▶ **Stored data entries**

PR #3201, opened 2017-12-27
Added overloads for methods in ChunkImpl

Adrijaned:
### Contains

Added overload for setBiome() and getBiome() with BaseVector3i, like set/getBlock() and set/getLiquid() already had.

### DIFF
--- a/engine/src/main/java/org/terasology/world/chunks/CoreChunk.java
+++ b/engine/src/main/java/org/terasology/world/chunks/CoreChunk.java
@@ -49,7 +49,11 @@ public interface CoreChunk {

▶ **INSTRUCTIONS TO FOLLOW**
Write out exactly the lines from the one with "### Contains" through the end of the records above, both ends included, and leave out all other lines.

▶ **EXPECTED ANSWER**
### Contains

Added overload for setBiome() and getBiome() with BaseVector3i, like set/getBlock() and set/getLiquid() already had.

### DIFF
--- a/engine/src/main/java/org/terasology/world/chunks/CoreChunk.java
+++ b/engine/src/main/java/org/terasology/world/chunks/CoreChunk.java
@@ -49,7 +49,11 @@ public interface CoreChunk {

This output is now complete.